How would you assess the current state of consumer knowledge and understanding of the immune system, and the role nutrition plays?
“There is a spectrum of knowledge among consumers. Some are very educated on the best ways to address immunity whereas many others only know they need to prioritize it.”
“Immunity is one of the only functionality groups that crosses all generations. Younger generations are more risk tolerant and willing to explore new ingredients and applications. They are less brand loyal overall and more willing to accept at face value the messages put forward by brands. Older generations tend to be more brand loyal but risk adverse. They stick to tried-and-true ingredients and solutions.”
What opportunities does this trend toward immune-supporting nutrition and demand for functionality present to manufacturers?
“The sky is the limit on innovation in the functional world right now. The penetration rate in most markets is still very low. But immunity will be the functionality that lays the foundation for innovation in other areas. Manufacturers need to follow their target audience’s needs and consumption habits to best determine how to innovate with clean label, natural solutions that address health.”
“On-package messaging is more important than ever. The biggest challenge for manufacturers may be continuing to educate consumers on healthy ingredients but staying within the strict regulations that exist today regarding functional food and beverage.”
How can Symrise help manufacturers meet these opportunities?
“To answer consumer needs for wellbeing and health, Symrise and Diana Food can deliver the best that nature has to offer, backed by the best of science. Our solutions are made through a science-based process that extends from the field to the home, encompassing agronomy, innovation, gentle processing, applications expertise, clinical studies, and regulatory support.”
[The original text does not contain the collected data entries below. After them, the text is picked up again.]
Issue #7774, opened 2024-09-25
[Ambient] Support metrics for waypoint and ztunnel edges


josunect:
### What do you want to improve?
TCP charts not visualized because not enough data.
This happens with telemetry from ztunnel, (I think) specifically for the waypoint proxies. 

### What is the current behavior?
In some ztunnel edges, the TCP charts show "Not enough traffic to generate chart".
![image](https://github.com/user-attachments/assets/252cc3d2-b3ef-4a00-bf9c-3a84c70d2a8d)

The metrics query is looking for reporter=source:

`http://localhost:3000/api/namespaces/bookinfo/workloads/ratings-v1/metrics?byLabels[]=source_workload&direction=inbound&duration=300&filters[]=tcp_sent&filters[]=tcp_received&includeAmbient=false&quantiles[]=0.5&quantiles[]=0.95&quantiles[]=0.99&queryTime=1727273962&rateInterval=30s&reporter=source&step=30&clusterName=Kubernetes`

Returning: 
{"tcp_received":null,"tcp_sent":null}

![image](https://github.com/user-attachments/assets/24557300-8ee2-4c22-a45d-11e398031ae9)

![image](https://github.com/user-attachments/assets/506a5954-103d-40f9-a515-920af77ed36b)

### What is the new behavior?
Have data in the charts: 
![image](https://github.com/user-attachments/assets/794a27b4-5d56-4772-a91b-4a94166fa9b6)

For the double edges, some logic have been added here: https://github.com/kiali/kiali/pull/7719/files#diff-828be31fea9323742d8b78ef2e2e4254d5d38f4f4dc48c2ad962221a881c4e34R522

PR #7784, opened 2024-10-02
Fix sparkline issue for waypoint-edge side panel

jshaughn:
Fixes https://github.com/kiali/kiali/issues/7774

- The problem here was the assumption that a 'from' waypoint edge was always the 'fromEdge' of a bidirectional edge. But there can be uni-directional edges both to and from waypoints.
- Part of the confusion may have been some overloading of 'waypoint' variable names.  This PR updates some var/type names to hopefully make things more clear. It also adds some stricter typing.
- Note that 'to' waypoint edges are 'source' reported, and 'from' waypoint edges are 'destination' reported.

### DIFF
--- a/frontend/src/pages/Graph/SummaryPanelEdge.tsx
+++ b/frontend/src/pages/Graph/SummaryPanelEdge.tsx
@@ -3,6 +3,7 @@ import { RateTableGrpc, RateTableHttp } from '../../components/SummaryPanel/Rate
 import { RequestChart, StreamChart } from '../../components/SummaryPanel/RpsChart';
 import { ResponseTimeChart, ResponseTimeUnit } from '../../components/SummaryPanel/ResponseTimeChart';
 import {
+  DecoratedGraphEdgeData,
   DecoratedGraphNodeData,
   GraphType,
   NodeType,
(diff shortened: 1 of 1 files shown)


josunect (approved):
LGTM! 

TCP metrics is available now: 
image
image

This is just a comment but, I've thought that the rates are the AVG for TCP sent, but, it doesn't look like the AVG is calculated here. So, maybe it is not the AVG or, are these rates calculated differently?

image

image

jshaughn:
> This is just a comment but, I've thought that the rates are the AVG for TCP sent, but, it doesn't look like the AVG is calculated here. So, maybe it is not the AVG or, are these rates calculated differently?

Thanks for the review, Josune!  For rates, whether it's HTTP or TCP, you are getting the range of actual rate data points, where each step is I think 30s.  So in that chart for "last 1m" you have 3 datapoints (t0, t30, t60).  The values are rough for shorter intervals, and smooth out for longer intervals.  But it's basically Prometheus' rate (or irate) function, applied to the available sample for the time period, trying to determine a per-second rate.  So, it's not necessarily average, bit rather a series of points.  Note that for response time we do calculate an avg, which is possible given the histogram.  But request rates are calculated based on a counter.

“Our core competency consists of identifying the best actives inherent in the raw material, standardising them, and concentrating them for applications.”
Can you give some examples of successful functional beverages that meet current consumer needs?
“Some inspiring concepts developed by Symrise and Diana Food include Botanical senses, a range of Flavoured Waters and Liquid Water Enhancers that support different mood stimulations. You can choose a drink either fitting to your state of mind or which shall help you to achieve the desired state of mind.”
“Botanical Senses is available in four flavour combinations, while our Flavoured Waters feature only botanical extracts, no sugar, no preservatives and zero calories. Our Liquid Water Enhancers are 100 % natural ‘syrups’ and give consumers the opportunity to personalise each drink.”
“Other examples include the Bilberry Yoghurt Drink shot for consumers with active lifestyle and eating on-the-go. Ayurveda plant-based dairy alternatives can also help boost immune health. This concept includes authentic Indian flavours composed of a mango puree, a cardamon extract, our sweetness balanced and masking Symlife technologies and an Acerola juice concentrate of Vitamin C claims.”
“Regarding mental wellbeing, new launches include beverage innovations like Chill Out from The Coca-Cola Company and Driftwell from PepsiCo. Evian+ Sparkling Feed Your Mind enriched with Zinc and Magnesium was launched in Switzerland and Belgium in May 2021. Robinsons Focus Lemon, Lime & Ginseng enriched with VitB3 and Zinc was launched in the UK in November 2021, while the Smartwater+ range in the US was launched in February 2021.”